Habían tenido diagnóstico positivo de COVID-19, pero no fue necesario ser ingresado y los que fueron ingresados solo estuvieron de 14 a, 29 días, mientras estuvieron positivos los síntomas que persistieron fueron: tos seca, molestias, dolor de cabeza, de garganta, en el pecho, pérdida del sentido del olfato o del gusto, cansancio, fiebre, dificultad para respirar, y sensación de ansiedad, debido a que padecían de comorbilidades como la diabetes e hipertensión arterial. Su trabajo lo realizaron dentro y fuera del hogar, donde fueron sometidos a pruebas PCR. Tuvieron familiares que se contagiaron con el virus y precisaron aislamiento, aunque a una pequeña parte hubo que hospitalizarlos. A algunos de ellos les falleció de dos hasta cinco familiares, entre los que estaban un primo, un tío, suegro, hermano, y el padre.
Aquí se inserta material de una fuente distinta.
PR #2241, opened 2022-04-27
fix: card consistency

Larsklopstra:
**Before:**

Before

**After:**

After

**Other card elements:**

Table

Card
^ _This example is still missing a `shadow-sm`_

### DIFF
--- a/packages/admin/resources/views/components/card/index.blade.php
+++ b/packages/admin/resources/views/components/card/index.blade.php
@@ -6,7 +6,7 @@
 ])
 
 <div {{ $attributes->class([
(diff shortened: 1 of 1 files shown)


danharrin:
Ref: #1784

danharrin:
Is there a way we can keep the shadow as it looks 100x better on gray backgrounds, but also make it look ok on white backgrounds too?

danharrin:
Then we can change all the other cards to use the new styling that works on gray and white backgrounds

danharrin:
Gonna close this, I don't wanna lose the widget shadows just yet 👍

PR #2242, opened 2022-04-27
fix: button text legibility

Larsklopstra:
- Remove tracking
- Decrease text size to fit in better with UI

**Before:**

Before

**After:**

After


danharrin:
Have you checked that the icons are still a good size?

danharrin:
Replaced by #2057

PR #2251, opened 2022-04-28
fix: tab.blade.php padding

mattkibbler:
Fixes issue where "p-6" class persists and overrides "p-0" class when tabs are hidden, resulting in the padding of hidden tabs adding extra white space.

E.g..

Tab 1, being the first tab, appears at the top and shows the padding from each of the other tabs below.

DTV_Dashboard

Tab 2, being the second tab, has the padding from tab 1 above it and the padding of the rest of the tabs below.

DTV_Dashboard

etc...


danharrin:
Thanks!

PR #2253, opened 2022-04-28
refactor: move `HasExtraXAttributes` concerns into support package

ryangjchandler:


danharrin:
Mark the old traits as deprecated, and import the support traits `as BaseTrait`

PR #2257, opened 2022-04-29
Feature: Show filters on top of the table

dhruva81:
Greetings,

While building one application, I have the requirement to display filters on top of the table.

image

By adding following line to table builder component, the filters will be displayed on the top of table.

```
public bool $showFiltersOnTop = true;
```

By default, the filters will show as usual. 

Thank you.


lfleigl:
Works perfect for me. Thanks a lot.

ralphjsmit:
Great idea!

dhruva81:
> Does this also work in the admin panel for resources?

Yes! this also works with admin panel for resources.

Add `public bool $showFiltersOnTop = true; `  to ListRecords page.

ralphjsmit:
> > Does this also work in the admin panel for resources?
> 
> Yes! this also works with admin panel for resources.
> 
> Add `public bool $showFiltersOnTop = true; ` to ListRecords page.

Ah, yes of course. Nice!

dhruva81:
Hi @danharrin 

According to this PR, one can use property on livewire component to show filters above table.

```
public bool $showFiltersOnTop = true;
```

But, according to documentation, filament's standard way of customization is using protected method on component.
For example, (https://filamentphp.com/docs/2.x/tables/filters#customizing-popover-columns)

```
protected function getTableFiltersFormColumns(): int
{
    return 3;
}
```

So kindly let me know, should I update this PR from  using property `public bool $showFiltersOnTop = true; `  to protected method like below.

```
protected function getTableFiltersOnTop(): bool 
{
    return true;
}
```

Please guide.

danharrin:
Yes please, because public properties are editable via Livewire. We should use a protected method 👍

dhruva81:
Hi @danharrin  

As suggested by you, I have changed the public property `$showFiltersOnTop` to protected method `showFiltersAboveTable()`.

By default, filters will be shown at there default position. To show filters above table,  override the showFiltersAboveTable() method on table livewire component:


```
protected function showFiltersAboveTable(): bool 
{
    return true;
}
```

Thank you.

danharrin:
Thanks! I've slightly changed the syntax for more flexibility in the future, and added docs.

PR #2259, opened 2022-04-29
feature: Ternary filter

dododedodonl:
I often find myself writing a filter that does this. I think it is a useful addition to core.

```php
<?php
use Filament\Tables;

// Before
Tables\Filters\SelectFilter::make('is_activated')
    ->options([
        'yes' => 'Yes',
        'no' => 'No',
    ])
    ->placeholder('-')
        if (blank($data['value'])) {
            return $query;
        }

        return ($data['value'] == 'yes')
            ? $query->whereNotNull('activated_at')
            : $query->whereNull();
    }),
    
// After
Tables\Filters\TernaryFilter::make('is_activated')
    ->nullableColumn('activated_at'),

```

I used this as a base for a `TrashedFilter` which allows to easily show soft deleted records.

Edit: renamed the filter, made use of the default column name that has been set and added documentation


dododedodonl:
The normal `Filter` has only two states, applied or not applied, but a third state is needed: not-applied, "true" applied, "false" applied. For a `TrashedFilter` that would be `withoutTrashed()`, `withTrashed()` and `onlyTrashed()` respectively.

ryangjchandler:
@dododedodonl Ah, yeah sorry. I'm following now.

zepfietje:
I ran into this multiple times as well. In fact, I think I'd use the type of filter added in this PR instead of the default checkbox filter in almost all cases.

A few suggestions:

Wouldn't it make sense to add a default placeholder like `-`?

Shouldn't `nullableAttribute()` and `booleanAttribute()` be renamed to `column()` to be consistent with the existing `SelectFilter` (which isn't required as it should default to the filter name)? Then something like `nullable()` could optionally be chained to change the conditions.

Also, I'm not sure if `BooleanFilter` is the right name for this type of select filter.

dododedodonl:
I added a placeholder in the language file, so overwriting is easier. Thanks for the suggestion!

I'm not sure about naming either, this was the most obvious to me.

dododedodonl:
Made some changes to better match how other filters work in filament. Added some documentation with examples as well.

danharrin:
Thanks for this.

How about instead of introducing a new class, we do something like:

```php
Tables\Filters\SelectFilter::make('is_activated')
    ->ternary([optionally specify custom option labels]),
```

danharrin:
`ternary()` can internally set up `options()`, `query()` etc for you

danharrin:
Also, select form components include a `boolean()` method that does something similar setting the options automatically, so I'm leaning towards suggesting that we use `boolean()` instead of `ternary()` for consistent naming.

danharrin:
I've refactored this a bit, added support for relationships, and updated the docs. Thanks!

PR #2261, opened 2022-04-29
fix: disabled repeater still showing 'Add', 'Delete', 'Drag' button

wychoong:


danharrin:
Thanks, but lets merge these changes into #2239

PR #2269, opened 2022-04-30
add missing datatype declaration

maherelgamil:


ryangjchandler:
Livewire properties are better left untyped unless they're an object type / class type. Thanks though!

PR #2272, opened 2022-04-30
feat: adds multi action button to List, Edit and Create Resource pages

awcodes:
This adds the ability to have a multi action drop down on page resources for collapsing actions to save space.

Implemented with a public property on each resource:
```
public bool $hasMultiActionButton = true;
```
Screen Shot 2022-04-30 at 4 25 27 PM
Screen Shot 2022-04-30 at 4 25 33 PM
Screen Shot 2022-04-30 at 4 25 41 PM
Screen Shot 2022-04-30 at 4 25 48 PM
Screen Shot 2022-04-30 at 4 26 10 PM
Screen Shot 2022-04-30 at 4 26 18 PM


awcodes:
Sorry if a lot of the diffs look worse than they are. That’s just my ide formatting. I assume your cs fixer actions will handle that. Please let me know if and what I can do it the future to make these better for you.

danharrin:
I like this, but we do have plans for a `Group` for action which renders the actions inside a dropdown, and I feel like supporting both options could result in maintenance that we don't need. Wdyt @ryangjchandler ?

ryangjchandler:
Yeah, I generally prefer the idea of having an `ActionGroup` or something that is a single button that wraps multiple actions. Very similar concept, but instead of being an add-on to an existing action, it's completely separate.

awcodes:
No worries. Thank you for taking a look at it. Can't wait to see your implementation. I'll close the PR.

ralphjsmit:
Really love the idea of this and how it looks. ❤️

I'm just putting this as a reference here. Would it be possible to support forms as well? @danharrin @ryangjchandler 

I'm not sure about the intended code architecture, but it would definitely be very powerful. It could be very similar to how we can now define a `->form()` on a filter. 

Consider this example:

Schermafbeelding 2022-05-04 om 18 36 34


An action at the top of the page would be perfect for this sort of functionality.

danharrin:
That example is identical to using an action modal atm, but with a popover instead of a modal?

ralphjsmit:
> That example is identical to using an action modal atm, but with a popover instead of a modal?

Hmm, yeah, that's another way of looking at it. Didn't realize that yet. On the other hand, there is certainly a UX-difference between  a modal and a popover.

PR #2285, opened 2022-05-04
fix: Use the "resolving" service event in the PluginServiceProvider

coleshirley:
Currently the plugin service provider force-resolves the filament service whenever the first filament plugin's ServiceProvider is registered. This interrupts the normal service lifecycle which allows for calls to `$app->extend()` (such as in my multi-context package).

This is also related to the changes made in https://github.com/laravel-filament/filament/pull/2055

### DIFF
--- a/packages/admin/src/PluginServiceProvider.php
+++ b/packages/admin/src/PluginServiceProvider.php
@@ -59,21 +59,18 @@ abstract class PluginServiceProvider extends PackageServiceProvider
 
     public function packageRegistered(): void
     {
-        $this->app->singletonIf(
-            'filament',
-            fn (): FilamentManager => app(FilamentManager::class),
-        );
+        $this->app->resolving('filament', function () {
+            Facades\Filament::registerPages($this->getPages());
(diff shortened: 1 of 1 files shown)


ryangjchandler:
Can we be certain that this won't introduce any breaking changes for other plugin developers? I don't think it will, but want to be certain.

coleshirley:
@ryangjchandler I don't believe it will either. This brings also more conformity with what the `Register` and `Boot` methods of a service provider are supposed to be used for.

https://laravel.com/docs/providers#the-register-method
> "As mentioned previously, within the register method, you should only bind things into the [service container](https://laravel.com/docs/container). You should never attempt to register any event listeners, routes, or any other piece of functionality within the register method."

If this does break something because a plugin is calling the Filament service in their provider's register method then we can point them to this documentation saying that they should do so in the `Boot` method instead

ryangjchandler:
Hm, yeah.. the reason we're forced into using the register method is because of the order of execution of route loading in packages.

danharrin:
Thanks!

PR #6251, opened 2023-04-18
Keeping a clean query string for pages with relation manager

linaspasv:
There is no need for activeRelationManager query string when displaying a single relation or the first one.


danharrin:
`0` isn't always the array key for the first tab. It needs to be retrieved from the relation managers array (it's the first array key). To do this, you will need to replace `$queryString` with `queryString()` so it can be dynamic.

zepfietje:
Are you able to handle this, @linaspasv?

linaspasv:
> 

I was very busy lately but will get back to this once got some free time. This could probably be closed for time being and I would open a new one once ready.

danharrin:
Alright, thanks for letting us know!

PR #6257, opened 2023-04-19
Revert "Map uuid to id from already loaded relationship in spatie media library"

danharrin:
Reverts filamentphp/filament#6242


ariaieboy:
@danharrin can you please tag this?

PR #6262, opened 2023-04-19
Document undocumented admin test helpers

JHWelch:
This PR adds all the remaining test helpers from `packages/admin/.stubs.php` to the documentation.

In the Stub file, I moved the two label assertions next to teach other like all the other paired assertions.

Will PR the other sections separately.


JHWelch:
Added another PR for Table assertions #6263

danharrin:
Thanks!

PR #6263, opened 2023-04-19
Document undocumented table test helpers

JHWelch:
This PR adds all the remaining test helpers from `packages/tables/.stubs.php` to the documentation.

In the Stub file, I moved the two label assertions next to teach other like all the other paired assertions.

This follows up on the work in #6262


danharrin:
Thank you!

PR #6265, opened 2023-04-19
Support extraAlpineAttributes on non-masked text input

leandrocfe:
Please note that the extraAlpineAttributes option is only available when using the mask option. However, with this feature, the position can be changed, allowing it to be used without a mask as well.

### DIFF
--- a/packages/forms/resources/views/components/text-input.blade.php
+++ b/packages/forms/resources/views/components/text-input.blade.php
@@ -52,7 +52,6 @@
                     {!! $isLazy() ? "x-on:blur=\"\$wire.\$refresh\"" : null !!}
                     {!! $isDebounced() ? "x-on:input.debounce.{$getDebounce()}=\"\$wire.\$refresh\"" : null !!}
                 @endunless
-                {{ $getExtraAlpineAttributeBag() }}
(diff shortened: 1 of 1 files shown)


zepfietje:
Thanks, @leandrocfe!
Doesn't it make sense to move it right above the line containing `$getExtraInputAttributeBag()` though?

leandrocfe:
> Thanks, @leandrocfe!
> Doesn't it make sense to move it right above the line containing `$getExtraInputAttributeBag()` though?

Hi Zep! I agree :)

danharrin:
Text inputs without a mask arent Alpine components, so why would we merge attributes?

There are other methods like extraInputAttributes() that are always applied

danharrin:
Hmm I've just seen that they are actually Alpine components because of validation, sorry for that confusion 🤔

I agree with Zep about positioning

zepfietje:
Mark as ready when you've applied the requested change, @leandrocfe! 🙂

leandrocfe:
> Mark as ready when you've applied the requested change, @leandrocfe! slightly_smiling_face

Hi @zepfietje, fixed.
Sorry for the delay.

zepfietje (approved):

PR #6269, opened 2023-04-20
Add classes to wizard component

arjendejong12:
I've had the need to target specific HTML elements in the wizard component, so I've added some filament classes to several elements. I'm not too sure about the class names though. Any suggestions for different names are welcome.


danharrin:
Thanks

PR #6278, opened 2023-04-21
Use Laravel's generated column key name instead of relationship qualified key name 

tommie1001:
When a model has an relation to itself the query wont build correctly, it now uses the qualifiedKeyName instead of the then generated laravel keyname of the query. 

You can easily reproduce this by creating an model that has an pivot with an relation to itself, then specifing the relationship and the inverse in the model, as in the relationmanager, and when creating the query it will use the keyname of the parent relationship instead of the generated `laravel_reserved_0` one

Becuase of it not using the laravel_reserved_0 column, it will return models that already have an relationship to the model and by that it produces an error when using unique on the pivot

### DIFF
--- a/packages/tables/src/Actions/AssociateAction.php
+++ b/packages/tables/src/Actions/AssociateAction.php
@@ -213,7 +213,7 @@ class AssociateAction extends Action
                             ->where($relationship->getQualifiedForeignKeyName(), $relationship->getParent()->getKey());
                     }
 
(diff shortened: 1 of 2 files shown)


danharrin:
Thanks. Is this only appropriate for `AttachAction` and not `AssociateAction`?

tommie1001:
Hi @danharrin ,

I have checked it and it also applies for the AssociateAction, for wich I also made an fix in this pr

danharrin:
Thanks!

PR #6280, opened 2023-04-21
Improve auth pages extensibility

zepfietje:


tests/src/App/Auth/LoginTest.php
```diff
@@ -82,21 +92,21 @@
 
 it('can validate `email` is required', function () {
     livewire(Login::class)
-        ->set('email', '')
+        ->fillForm(['email' => ''])
         ->call('authenticate')
         ->assertHasErrors(['email' => ['required']]);
```
danharrin: Tests are failing because these need to be `assertFormHasErrors()`. The Livewire helper doesn't account for the state path.

zepfietje: Of course, thanks.

PR #6284, opened 2023-04-21
Fixes markdown editor character overlapping in RTL

### LINKED ISSUE #3481: Markdown editor not show characters correctly on RTL

fsamapoor:
Fixes #3481 

I dug into the [git history leading to the addition of this utility](https://github.com/filamentphp/filament/commit/b09177506238b2820bb94c5ddb718b5aceabebe7), but I didn't get the reasoning honestly.
I have double-checked the proposed PR with @themahdavi and removing the rtl-specific utility does solve the issue.

### DIFF
--- a/packages/forms/resources/views/components/markdown-editor.blade.php
+++ b/packages/forms/resources/views/components/markdown-editor.blade.php
@@ -220,7 +220,7 @@
                         @if (! $isConcealed())
                             {!! $isRequired() ? 'required' : null !!}
                         @endif
-                        class="tracking-normal overflow-y-hidden font-mono block absolute bg-transparent top-0 text-sm left-0 z-1 w-full h-full min-h-full resize-none transition duration-75 rounded-lg shadow-sm outline-none focus:border-primary-500 focus:ring-1 focus:ring-inset focus:ring-primary-500 caret-black whitespace-pre-wrap rtl:whitespace-normal"
+                        class="tracking-normal overflow-y-hidden font-mono block absolute bg-transparent top-0 text-sm left-0 z-1 w-full h-full min-h-full resize-none transition duration-75 rounded-lg shadow-sm outline-none focus:border-primary-500 focus:ring-1 focus:ring-inset focus:ring-primary-500 caret-black whitespace-pre-wrap"
                         x-bind:class="{
                             'dark:caret-white dark:focus:border-primary-500': @js(config('forms.dark_mode')),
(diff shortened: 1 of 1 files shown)


danharrin:
The fix for #3481 (in #3526) was to add this class in the first place... I don't understand how removing it wouldn't reintroduce that issue.

themahdavi:
Hey @danharrin 
Like you I don't understand what happens!
When issued this problem code has `whitespace-pre-wrap` exists but problem present
Now this class work properly !

danharrin:
Have you definitely tried on Chrome?

themahdavi:
On Chrome, Firefox and Microsoft Edge tested

When `rtl:whitespace-normal` not removed on Firefox markdown editor crashed completely!

themahdavi:
this examples when `rtl:whitespace-normal` exists !
 
on Chrome : 
image


on Firefox:
image

themahdavi:
This PR : 

on Chrome :
image


on Firefox: 
image

fsamapoor:
@danharrin I might be wrong, but it seems to me that removing the utility from both elements did the trick. Removing just one of them did not fix the issue. Maybe that was the case before.

zepfietje:
> @danharrin I might be wrong, but it seems to me that removing the utility from both elements did the trick. Removing just one of them did not fix the issue. Maybe that was the case before.

But the fix in https://github.com/filamentphp/filament/pull/3526/files removed it from both elements actually..?

If you've both tested it, @fsamapoor @themahdavi, and you're sure it works fine now, we might as well merge it, @danharrin?

fsamapoor:
@zepfietje We did, and everything seemed fine. I just wasn't able to follow the commits step by step, so that I can argue if it was broken all along or if something has changed in the process.

PR #6288, opened 2023-04-22
Use actions for buttons and links

zepfietje:


danharrin:
Whats up with the tests?

zepfietje:
No idea, maybe some internal thing since we use `callAction()` instead of `call()` now as the buttons have been converted to actions.

PR #6303, opened 2023-04-24
Support dropdown max height

mackhankins:
This is a followup to [this discussion](https://github.com/filamentphp/filament/discussions/4333#discussioncomment-5666689).  @zepfietje you said you had some ideas about how to accomplish this, but here is a PR so we can discuss.


mackhankins:
The problem I see initially is with a declared height  like `h-[56rem]` you can run into extra height on short column lists.  Since that panel is used in a lot of places you need to be able to pass through a class.

packages/support/resources/views/components/dropdown/index.blade.php
```diff
@@ -40,7 +40,7 @@
             wire:key="{{ $attributes->get('wire:key') }}.panel"
         @endif
         @class([
-            'filament-dropdown-panel absolute z-10 w-full divide-y divide-gray-100 rounded-lg bg-white shadow-lg ring-1 ring-black/5 transition',
+            'filament-dropdown-panel absolute z-10 h-[56rem] overflow-y-scroll w-full divide-y divide-gray-100 rounded-lg bg-white shadow-lg ring-1 ring-black/5 transition',
```
zepfietje:
```suggestion
            'filament-dropdown-panel absolute z-10 max-h-[30rem] w-full divide-y divide-gray-100 overflow-y-auto rounded-lg bg-white shadow-lg ring-1 ring-black/5 transition',
```

zepfietje:
Thanks for putting together this PR, @mackhankins!

> The problem I see initially is with a declared height like `h-[56rem]` you can run into extra height on short column lists. Since that panel is used in a lot of places you need to be able to pass through a class.

The extra height can be fixed by using max-height instead.
I've updated this PR to use max-height with the value equal to the max dropdown height used in GitHub (e.g. issue labels dropdown) for now.

We should definitely make this configurable indeed (just like width already is).
Finally we should decide on what the default should be for the filters / columns toggle dropdowns.

mackhankins:
> The extra height can be fixed by using max-height instead.
> I've updated this PR to use max-height with the value equal to the max dropdown height used in GitHub (e.g. issue labels dropdown) for now.

Testing it now, clean.  I like the height it's currently set at it, but that's all subjective.  It works great for my purposes.

> We should definitely make this configurable indeed (just like width already is).
> Finally we should decide on what the default should be for the filters / columns toggle dropdowns.

This one might be a little out of my TALL knowledge, but regardless I'm going to dig around to learn how it works.

mackhankins:
Is this the type of configurable solution we're looking for or did you have some other ideas?

zepfietje:
> Is this the type of configurable solution we're looking for or did you have some other ideas?

I think it's best to accept the max-height as parameter in the dropdown component itself.
Then the toggleable columns and filters panel can be configured on their own.

No worries, totally understandable if it's new to you.
I'll work on this PR in a bit. 👍

zepfietje:
I'm not too sure yet about the approach/defaults.
The table filter and column toggle forms have a default max height now (not sure if we view this as a UI improvement or breaking change?).

As the default Tailwind CSS max height classes don't make sense for dropdown sizes, I've not added any other options to the match statement.
Passing nothing (so `null`) defaults to `max-h-[30rem]`.
Passing a custom value (e.g. `max-h-[40rem]`) simply uses that value.

Thoughts?

danharrin:
Adding a max height on all dropdowns is a breaking change, right? And I don't think it's a good default.

1) We should add the 30rem default inside the files that consume the dropdown instead of the dropdown itself.
2) Instead of passing Tailwind classes, we should use inline styles. In the dropdown view, we check for `$maxHeight` and add the `style` tag if it's there.

Thoughts @zepfietje?

zepfietje:
> Adding a max height on all dropdowns is a breaking change, right? And I don't think it's a good default.

Yeah I'm not sure if it's a good default, that's why I asked for your thoughts.
I do think that 30rem would be suitable for most cases though.

> 1. We should add the 30rem default inside the files that consume the dropdown instead of the dropdown itself.

That's fine by me as well.
Just implemented it inside the dropdown initially as we do the same for width.

> 2. Instead of passing Tailwind classes, we should use inline styles. In the dropdown view, we check for `$maxHeight` and add the `style` tag if it's there.

That could work too.
Though I stuck to Tailwind classes since they provide proper values that fit the design system.
Although in this case you'd probably not want to go smaller than 30rem and that's already out of the range of values provided by Tailwind.
So maybe in the end it is ok to skip the Tailwind values for max height altogether yeah.

danharrin:
Well you left the design system when you decided on arbitrary value classes 😛 I think it's ok to be explicit here to resize the dropdown contextually

zepfietje:
> Well you left the design system when you decided on arbitrary value classes 😛 I think it's ok to be explicit here to resize the dropdown contextually

Yeah that's what I meant. 😂

danharrin:
Thanks

PR #6315, opened 2023-04-25
the pagination in table was hidden

Whizboy-Arnold:


zepfietje:
Thanks for creating a PR, @Whizboy-Arnold!
This is not a bug though, as the extended pagination controls are only shown on desktop-size screens as the mobile design doesn't really allow for it.

Whizboy-Arnold:
am on desktop and yet it still doesn't show up. Or what am i doing wrong @zepfietje 
am using the stock tables as they come here is a sample on a part/



notworking

zepfietje:
It's probably because you only have a few table rows (less than the pagination records per page setting)?

Whizboy-Arnold:
@zepfietje it seem shten maybe the table is being displayed too thin by default, cant get the pagination to display.

sorry meant to send this

image


then i wanted to show in the official demo but  the demo does not show the tables or anything
https://demo.filamentphp.com/shop/products

image

zepfietje:
How many records are there in your first screenshot?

Su situación laboral sufrió cambios al pasar al teletrabajo, para otros todo siguió igual y un porciento menor fue desvinculado, por lo que se dedicaron al trabajo propio y a realizar visitas domiciliarias. Algunos tomaron contratos temporales, cambiaron de institución laboral y para otras, sobre todo las féminas, su situación cambió a ser madre soltera y ama de casa a tiempo completo.

Ocasionalmente se sentían emocionalmente agotados por tantos trabajos, sus preocupaciones o angustia por el aumento del COVID-19 los llevó a no querer continuar con sus labores. En cuanto al impacto psicológico, el mismo va desde moderado, muy leve a muy grave de mayor a menor intensidad. De igual manera, expresan que el impacto se ha manifestado en sentir ansiedad, angustia, depresión, estrés, miedo a salir a trabajar y contagiarse y luego contagiar a su familia, hasta llegar al pánico de contagiarse, aumentado además por el gran número de muertes, los niños han perdido el socializar, preocupación porque al trabajar han tenido que adaptarse a la nueva situación y el descontrol del área emocional.

Este estudio tiene como fortaleza que se puede tener una visión sobre cómo ha afectado la llegada del COVID-19 a la salud mental no solo de las personas que necesitan y solicitan ayuda psicológica, durante la pandemia. Sino también en los profesionales de la psicología permitiendo establecer que no son vulnerables a padecimientos de índole somático y emocionales, como le puede ocurrir a cualquiera de sus pacientes. 

Conflicto de intereses / Competing interests:

La autora declara que no incurre en conflictos de intereses.

Rol de los autores / Authors Roles:

No aplica

Fuentes de financiamiento / Funding:

La autora declara que no recibió un fondo específico para esta investigación.

Aspectos éticos / legales; Ethics / legals:

La autora declara no haber incurrido en aspectos antiéticos, ni haber omitido aspectos legales en la realización de la investigación.